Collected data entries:
PR #1007, opened 2025-02-12
Add hammer foreman_resource_quota package

bastian-src:
This PR aims on integrating the hammer cli plugin for `foreman_resource_quota` into the foreman installer:

https://github.com/ATIX-AG/hammer-cli-foreman-resource-quota

Relates to this `foreman-puppet` PR: https://github.com/theforeman/puppet-foreman/pull/1209

### DIFF
--- a/config/foreman-answers.yaml
+++ b/config/foreman-answers.yaml
@@ -19,6 +19,7 @@ foreman::cli::kubevirt: false
 foreman::cli::openscap: false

* [What you need to do] Before answering, count every line of the records that contains "github"; the answer is that number and nothing more.

* [Exercise solution] 2